Но надзиратели не оценили ни моего остроумия, ни литературной оснащенности. Вечером меня забрали в карцер. Карцеры в Бутырках были разные, и мы были наслышаны и о сырых каменных мешках, и о подвалах, где кромешная тьма и бегают крысы... Я попал в "светлый карцер". Это довольно противная штука. Такой небольшой шкаф-комната. Два шага в длину, полтора в ширину. Окна нет. К стене поднята железная рама с несколькими железными перекладинами. Это кровать. Она весь день поднята и опускается какой-то штукой извне раз в сутки на четыре часа. И раз в сутки дают пайку хлеба в четыреста граммов и кружку кипятка. Шкаф этот, пол, стены, потолок, железная штука, называемая кроватью, металлическая огромная, неопорожняющаяся параша с крышкой - все выкрашено ослепительно-белой эмалевой краской.

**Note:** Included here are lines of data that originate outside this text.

PR #553, opened 2020-07-08
Refactor Property Descriptor flags

### LINKED ISSUE #497: Refactoring `Property` flags
Make the flags instead of Option<bool> we combine all the flags into one `u8` and store and access the bits this should shrink the size of `Property`.

HalidOdat:
This Pull Request fixes/closes #497 .

This PR changes:
 - Added `Attribute` bitflags for defineing when the property is `WRITABLE`, `CONFIGURABLE` or `ENUMBERABLE`
 - changed `Option<bool>` for `writable`, `enumerable` and `configurable` flags to take one byte.
 - Added `data_descriptor` constructor for `Property`.
 - Added `has_*`, `set_*` and `*_or` methods for `property`
 - Made flag selection more ergonomic for example:

```rust
some_function(Attribute::READONLY | Attribute::ENUMBERABLE | Attribute::CONFIGURABLE);
```
over
```rust
some_function(Some(false), Some(true), Some(true));
```


boa/src/builtins/object/internal_methods.rs
```diff
@@ -279,43 +271,35 @@ impl Object {
...
                             d.set = v.set.clone();
                         }
-                        d.enumerable = v.enumerable;
-                        d.configurable = v.configurable;
+                        d.attribute = v.attribute;
                         d
                     })
             }
-            _ => Property::default(),
+            _ => unreachable!(""),
```
Razican, line 302: I would add a panic message here, just in case.

boa/src/builtins/property/mod.rs
```diff
@@ -53,71 +54,136 @@ pub struct Property {
...
+        value.is_string() || value.is_symbol()
     }
 
     /// Make a new property with the given value
     /// The difference between New and Default:
     ///
     /// New: zeros everything to make an empty object
     /// Default: Defaults according to the spec
+    #[inline]
     pub fn new() -> Self {
```
Razican, line 68: It seems this `new()` function is basically a default, right? We can derive Default and just not implement `new()` (or make `new()` just an alias).

boa/src/builtins/object/internal_methods.rs
HalidOdat: Yes forgot to add it :sweat_smile:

А в потолок ввинчена лампа свечей на пятьсот. И она горит, сволочь, днем и ночью... И через час от этого начинаешь сходить с ума. Большую часть времени я стоял в углу, плотно закрыв глаза и прижав к ним руки в белой же нательной рубахе. Потому что перед вводом в карцер тебя оставляют в одном белье. Но ничего не помогало, свет проникал в мозг, во внутренности, от него никуда невозможно было деться.

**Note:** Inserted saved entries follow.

Issue #1441, opened 2021-07-28
Functions are always callable


HalidOdat:
Currently we have flags for whether a function is callable, but this is wrong, all functions are callable but they can be optionally constructable.

Issue #1440, opened 2021-07-28
Wrong attribues for `name` and `length` function properties.


HalidOdat:
Currently for for builtins it is `WRITABLE`, `NON_ENUMERABLE`, `PERMANENT`. But it should be `READONLY`, `NON_ENUMERABLE` and `CONFIGURABLE`

https://tc39.es/ecma262/#sec-function-instances

PR #1442, opened 2021-07-28
Implement closure functions

### LINKED ISSUE #1439: Register and create closure functions
Currently we can only create function that can be coerced into a `NativeFunction`, this does not allow us to capture variables from a closure. And changing the function signature of `NativeFunction` to `Box<dyn Fn>` would be bad for performance reasons, since for every function now we have to allocate. Instead we would have another variant in `Function` enum `Closure` that would contain a `Box<dyn Fn>`

So I propose the following, we add separate functions for closures function creation.

```rust
let some_variable = ...
context.register_global_closure("name", move |_, _, _| {
	Ok(some_variable)
});
```

We would also add a way to create a closure with the `FunctionBuilder`

HalidOdat:
This Pull Request fixes/closes #1439 #1441 #1440 #1443.

It changes the following:
- Implement closure functions
- Implement a way to register through context
- Add example for closure `examples/closures.rs`

### DIFF
--- a/boa/examples/closures.rs
+++ b/boa/examples/closures.rs
@@ -1,0 +1,19 @@
+use boa::{Context, JsString};
+
+fn main() {
+    let mut context = Context::new();
+
+    let variable = JsString::new("I am a captured variable");
+
+    context
+        .register_global_closure("closure", 0, move |_, _, _| {
+            // This value is captured from main function.
+            Ok(variable.clone().into())
+        })
+        .unwrap();
+
+    assert_eq!(
+        context.eval("closure()"),
+        Ok("I am an captured variable".into())
+    );
+}
--- a/boa/examples/closures.rs
+++ b/boa/examples/closures.rs
@@ -1,19 +1,20 @@
-use boa::{Context, JsString};
+use boa::{Context, JsString, Value};
 
-fn main() {
+fn main() -> Result<(), Value> {
     let mut context = Context::new();
 
     let variable = JsString::new("I am a captured variable");
 
-    context
-        .register_global_closure("closure", 0, move |_, _, _| {
-            // This value is captured from main function.
-            Ok(variable.clone().into())
-        })
-        .unwrap();
+    // We register a global closure function that has the name 'closure' with length 0.
+    context.register_global_closure("closure", 0, move |_, _, _| {
+        // This value is captured from main function.
+        Ok(variable.clone().into())
+    })?;
 
     assert_eq!(
-        context.eval("closure()"),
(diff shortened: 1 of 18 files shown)


boa/examples/closures.rs
```diff
@@ -0,0 +1,19 @@
+use boa::{Context, JsString};
+
+fn main() {
+    let mut context = Context::new();
+
+    let variable = JsString::new("I am a captured variable");
+
+    context
+        .register_global_closure("closure", 0, move |_, _, _| {
```
jasonwilliams, line 9: I think i would be useful to let people know what the 3 arguments are that we don't need here

boa/src/context.rs
```diff
@@ -543,10 +561,28 @@ impl Context {
...
+        self.global_object().insert_property(
+            name,
+            function,
+            Attribute::WRITABLE | Attribute::NON_ENUMERABLE | Attribute::CONFIGURABLE,
+        );
+        Ok(())
+    }
+
+    #[inline]
+    pub fn register_global_closure<F>(&mut self, name: &str, length: usize, body: F) -> Result<()>
```
jasonwilliams, line 579: some docs above this like register_global_function has would be useful. Just to say why it exists and what usecase it may solve

boa/src/syntax/ast/node/declaration/function_decl/mod.rs
```diff
@@ -89,14 +89,12 @@ impl Executable for FunctionDecl {
     fn run(&self, context: &mut Context) -> Result<Value> {
         let _timer = BoaProfiler::global().start_event("FunctionDecl", "exec");
         let val = context.create_function(
+            self.name(),
             self.parameters().to_vec(),
             self.body().to_vec(),
-            FunctionFlags::CALLABLE | FunctionFlags::CONSTRUCTABLE,
+            FunctionFlags::CONSTRUCTABLE,
```
jasonwilliams, line 95: was CALLABLE never needed here?

HalidOdat: This PR also fixes #1441, That's why `FunctionFlags::CALLABLE` was removed, since it's implied.

boa/src/context.rs
HalidOdat: I will add documentation, I just wanted feedback first on the API

Razican (approved):
I like the API. It might have made sense to group functions and closures together, but this makes it a bit more performant for functions :)

jasonwilliams (approved):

Мне было объявлено, что я наказан пятью сутками карцера "обычного режима", что мне не положено стучать, разговаривать, садиться или ложиться на пол и что-то ещё делать. А за нарушение любого из этих запретов карцер мне автоматически продлевается ещё на пять суток. Через несколько 'суток я потерял счет времени. И это было самое страшное. Я вообразил, что я что-то сделал, нарушил, что уже прошло пять суток и мне предстоит ещё столько же... И мысль об этом была страшной. Я совершенно был уверен, что не выдержу, не выйду из этого светлого ада, а если выйду, то слепым или получеловеком. И я вспоминал полусвет, дружескую тесноту двадцать девятой камеры, возможность лечь на нары, укрыться с головой, закрываемый от глазка в двери сочувствием и помощью и пониманием твоих товарищей, твоих сокамерников.